Mysterious South American glaciers grow as others shrink
June 23rd, 2009 - 1:39 pm ICT by ANI
Washington, June 23 (ANI): In times when most glaciers in the world are shrinking due to global warming, two mysterious South American glaciers are displaying strange behavior in the sense that they are growing.
“Most of the 50 massive glaciers draped over the spine of the Patagonian Andes are shrinking in response to a global warming,” said Andres Rivera, a glaciologist at the Center for Scientific Studies in Valdivia, Chile.
But, according to a report in National Geographic News, the Perito Moreno glacier in Argentina and Pio XI glacier in Chile are taking on ice, instead of shedding it.
“What is happening is not well understood,” Rivera said.
Theories center on the geography and topography of the glaciers; the depth and temperature of the waters where the glaciers end; and how quickly, or slowly, they react to changes in the climate.
Yet overall, “if you account for the gains and losses of all of Patagonia’s glaciers, they are (still) losing huge amounts of ice,” Rivera pointed out.
“One hypothesis for the 3-mile-wide (5 kilometer-wide) Perito Moreno’s advance is the glacier’s apparent insensitivity to changes in what glaciologists call the equilibrium line on glaciers,” Rivera said.

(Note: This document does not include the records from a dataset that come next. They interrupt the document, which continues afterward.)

PR #2091, opened 2019-03-28
Ignore one more warning with GCC 8.x compilers

permcody:
The trigger comes from BOOST distributions

### DIFF
--- a/include/utils/ignore_warnings.h
+++ b/include/utils/ignore_warnings.h
@@ -82,6 +82,9 @@
 #if (__GNUC__ > 6)
 #pragma GCC diagnostic ignored "-Wint-in-bool-context"
 #pragma GCC diagnostic ignored "-Wimplicit-fallthrough"
+#if (__GNUC__ > 8)
+#pragma GCC diagnostic ignored "-Wparentheses"
+#endif // GCC > 8
 #endif // GCC > 6
 #endif // GCC > 5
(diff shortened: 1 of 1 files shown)


include/utils/ignore_warnings.h
```diff
@@ -82,6 +82,9 @@
 #if (__GNUC__ > 6)
 #pragma GCC diagnostic ignored "-Wint-in-bool-context"
 #pragma GCC diagnostic ignored "-Wimplicit-fallthrough"
+#if (__GNUC__ > 8)
```
jwpeterson: Does `> 8` mean GCC 9.x?

permcody:
Oh no! That’s not right. This is for the GCC 8 compiler. The error went
away on my local test because I didn’t wrap it in the if statement. I’ll
fix it later unless you just want to do it. Nice catch!

jwpeterson:
Sure, I can just change it to `> 7`. I can't test it conveniently since I don't have a GCC 8.x readily available, so you'll have to let me know if it still works.

jwpeterson:
BTW, it looks like this warning has been around for a while (e.g. [it's mentioned in these GCC 3.4.4 docs](https://gcc.gnu.org/onlinedocs/gcc-3.4.4/gcc/Warning-Options.html)). I guess the ability to disable it was what was only recently added?

PR #2093, opened 2019-04-02
Remove redundant (and shadowing) fe

roystgnr:
This fixes a -Wshadow warning for me

### DIFF
--- a/examples/miscellaneous/miscellaneous_ex14/miscellaneous_ex14.C
+++ b/examples/miscellaneous/miscellaneous_ex14/miscellaneous_ex14.C
@@ -561,12 +561,6 @@ void assemble_SchroedingerEquation(EquationSystems &es, const std::string &syste
    }
    // loop over NEIGHBOURS OF INFINITE ELEMENTS
    sd=2; {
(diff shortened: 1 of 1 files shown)


roystgnr:
Looks like this slipped through CI because "Test with complex numbers and infinite elements enabled" doesn't have PETSc enabled, much less SLEPc?  We should probably fix that if we can...

jwpeterson:
We did this on purpose because there is no complex-enabled PETSc available in CIVET/the MOOSE package. If they decide to add one, we should definitely add a complex-PETSc target.

I actually kind of like this test target the way it is because it tests Eigen... and complex-valued Eigen at that, something that would get no coverage otherwise.

jwpeterson:
BTW, I checked but this shadowing error isn't in v1.4.0, (misc_ex14 was updated after we branched) so this does not need to be cherry-picked.

roystgnr:
> I actually kind of like this test target the way it is because it tests Eigen... and complex-valued Eigen at that, something that would get no coverage otherwise.

I forgot about that; good point.

PR #2097, opened 2019-04-05
Only skip noncritical partitioning in BoundaryMesh

roystgnr:
Under the new skip_partitioning semantics, on a DistributedMesh we
don't appear to be getting even *initial* nodal partitioning into a
valid state.

This is one of (and if we're really really lucky the only one of) the bugs that seems to be throwing current DistributedMesh sweeps for a loop, foiling #1938 and #2088 tests.

While the initial CI sweeps are running on this fix, I'll start digging for any other ```skip_repartitioning()``` uses that need to be converted to ```skip_noncritical_repartitioning()``` to conform to the change in #2061


pbauman:
Hey look at that! Looks like you got ...

> really really lucky 

:)

PR #2099, opened 2019-04-09
Subdomain-restricted variables hanging nodes fix

roystgnr:
I caught this while working on more unit test coverage for #1938, and it turned out to be a bug in master, not just in the rewrite in that PR.  Previously, when an element with a subdomain-restricted variable had a coarser neighbor on which that variable was not supported, garbage constraint equations would be generated.  This PR adds asserts which would catch similar bugs earlier and adds a fix for the bug.

### DIFF
--- a/src/base/dof_map_constraints.C
+++ b/src/base/dof_map_constraints.C
@@ -1360,6 +1360,12 @@ void DofMap::add_constraint_row (const dof_id_type dof_number,
     if (this->is_constrained_dof(dof_number))
       libmesh_error_msg("ERROR: DOF " << dof_number << " was already constrained!");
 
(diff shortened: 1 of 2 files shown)


jwpeterson:
Ignoring whitespace changes the diff isn't all that big, so I'll try and backport to 1.4.1 (#2029) as well?

roystgnr:
I'd definitely like that; thanks!  This is the fix I told you was coming for a "horribly embarrassing" bug - two heavily used features which break intermittently if used together!?!  And it was just dumb luck that I got a nice error message to track down; since the OOB access *didn't* cause a segfault, I fear the breakage could even cause corrupted data in the worst case.

PR #2100, opened 2019-04-09
Fix 2006 bug with refinement within ES::reinit()

roystgnr:
This was part of a half-baked attempt to support both "refine and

As a result, the amount of ice lost or gained is minimal.
It could also be that Perito Moreno simply hasn’t got all that much to lose.
Lago Argentino, the lake where Perito Moreno ends, is shallower than the bodies of water at the ends of most glaciers.
Most glaciers calve, or release ice, in deep water, but not Perito Moreno, where the calving rates are higher than on other Patagonian glaciers.
That means less of the glacier is in the melting zone below the equilibrium line.
As heavy snowfall above the equilibrium line pushes the glacier downhill, the glacier breaks up when it hits the lake, Rivera explained.
“Such impacts kept the glacier from growing longer when the climate was cooler, and thus more likely to expand,” he said.
As for the Pio XI glacier in Chile, some scientists have attempted to explain its advance as a glacial surge, a periodic and sudden expansion of a glacier that is little understood but is thought to be unrelated to external forces. (ANI)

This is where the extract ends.